Virtual reality for real-world learning
Despite the obvious benefits of medical personnel training in a safe and secure setting, the opportunity to educate the general public on healthcare concerns also has a lot of potential. This could be information related to a single patient, such as offering additional information on their current medical treatment, or it could be a broader attempt to educate the general public about a certain subject.
The latter prospect has become increasingly urgent as health literacy became a substantial talking point during the COVID-19 pandemic. When an individual’s health literacy on a given topic is poor, they become susceptible to misinformation. In the case of the pandemic, this resulted in vaccine hesitancy in some people, even when they were potentially at risk. To try to improve health literacy, one study turned to VR to engage individuals and improve understanding of community immunity, or herd immunity, as it is also known. The results found that after VR ‘treatment’, vaccination intention increased and was more effective than a comparative text-and-image treatment. When both ‘treatments’ were combined, the vaccination intention increased even further.

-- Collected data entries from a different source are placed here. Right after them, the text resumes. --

PR #801, opened 2022-03-24
Use TestWidgetsFlutterBinding instead of WidgetsFlutterBinding for tests

marandaneto:
_#skip-changelog_

### DIFF
--- a/.github/workflows/flutter.yml
+++ b/.github/workflows/flutter.yml
@@ -68,12 +68,21 @@ jobs:
 
         - run: flutter upgrade
 
-        - name: Test
-          if: runner.os != 'macOS'
+        - name: Pub Get
           run: |
             cd flutter
             flutter pub get
+
+        - name: Test chrome
+          if: runner.os != 'macOS'
+          run: |
+            cd flutter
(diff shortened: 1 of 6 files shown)


ueman:
I wonder if this code snippet at the end of the file is still needed after this change.
```dart
/// Flutter >= 2.12 throws if ServicesBinding.instance isn't initialized.
ServicesBinding? getServicesBindingInstance() {
  try {
    return ServicesBinding.instance; // Maybe this should also return TestWidgetsFlutterBinding.ensureInitialized(); ?
  } catch (_) {}
  return null;
}
```

marandaneto:
> ```dart
> .instance
> ```

This is for Flutter Stable/Beta compatibility.
How `SchedulerBinding` instance would allow to return `TestWidgetsFlutterBinding.ensureInitialized()`?
Copy paste error?

ueman:
`TestWidgetsFlutterBinding` implements `SchedulerBinding`, so that replacement should be possible.

marandaneto:
> `TestWidgetsFlutterBinding` implements `SchedulerBinding`, so that replacement should be possible.

Oh good catch, thanks

brustolin (approved):

PR #802, opened 2022-03-24
Make scheduler binding return null instead of throwing if not initialised

marandaneto:
_#skip-changelog_

### DIFF
--- a/flutter/lib/src/sentry_flutter.dart
+++ b/flutter/lib/src/sentry_flutter.dart
@@ -131,7 +131,11 @@ mixin SentryFlutter {
       integrations.add(NativeAppStartIntegration(
         SentryNative(),
         () {
-          return SchedulerBinding.instance;
+          try {
+            /// Flutter >= 2.12 throws if SchedulerBinding.instance isn't initialized.
+            return SchedulerBinding.instance;
+          } catch (_) {}
+          return null;
         },
       ));
     }


flutter/lib/src/sentry_flutter.dart
```diff
@@ -131,7 +131,11 @@ mixin SentryFlutter {
       integrations.add(NativeAppStartIntegration(
         SentryNative(),
         () {
-          return SchedulerBinding.instance;
+          try {
+            /// Flutter >= 2.12 throws if SchedulerBinding.instance isn't initialized.
+            return SchedulerBinding.instance;
```
ueman, line 136: Same as in https://github.com/getsentry/sentry-dart/pull/801, `WidgetsFlutterBinding` implements `SchedulerBinding`. Therefor, you could use [`WidgetsFlutterBinding.ensureInitialized()`](https://api.flutter.dev/flutter/widgets/WidgetsFlutterBinding/ensureInitialized.html) or `WidgetsFlutterBinding.instance`. 

But at this point, the instance should already be initialized, so in theory this try catch shouldn't be needed?

marandaneto: This method should be called in a specific order, See `WidgetsFlutterBindingIntegration`, so I'd rather only use the `instance` if already there otherwise this might trigger some other problems.

brustolin (approved):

The more information you have, the better.
There has been interest in using virtual reality to help patients who have already been diagnosed with a medical issue, in addition to encouraging vaccination and so potentially protecting people from illness. Patients can better comprehend their diagnosis and subsequently participate in shared decision-making with healthcare professionals with the help of excellent education. Patients became “more enthusiastic about commencing their treatment and adhering to their systemic therapy” as a result, according to a study.
This has not escaped the notice of pharmaceutical companies looking to educate patients on topics, with which they may not have the most health literacy. Spark Therapeutics developed a VR product, alongside a partner, to teach haemophilia patients about gene therapy. Rather than applying this broadly to all patients, the company targeted teenagers and young adults to provide more engaging content. In this example, the education took the form of an escape room-style game.

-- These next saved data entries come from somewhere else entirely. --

PR #808, opened 2022-03-28
add concurrency CI

marandaneto:
https://docs.github.com/en/actions/using-workflows/workflow-syntax-for-github-actions#concurrency=

Didn't work well with matrixes, but examples are not good for matrixes, might be possible.

`styfle/cancel-workflow-action` works well.

Review only adding the `styfle/cancel-workflow-action`, the rest is code format.

_#skip-changelog_

### DIFF
--- a/.github/workflows/dart.yml
+++ b/.github/workflows/dart.yml
@@ -6,8 +6,8 @@ on:
       - release/**
   pull_request:
     paths-ignore:
-      - 'logging/**'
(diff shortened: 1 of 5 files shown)


romtsn (approved):

marandaneto:
Cancel in favor of https://github.com/getsentry/sentry-dart/pull/1119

This is the major advantage of VR technology: the ability to create such a learning tool in virtual reality, when the prospect of carrying out the same work in the real world would be extremely challenging and expensive. Due to the creative nature of the tool, the potential for VR is essentially limited only to the imagination of its application within the medical world. As VR tools extend into approved medical treatments, familiarity with the technology is only set to grow. The next step for wider use could simply be determining how to scale it up, so that access can meet the varied use cases the technology possesses.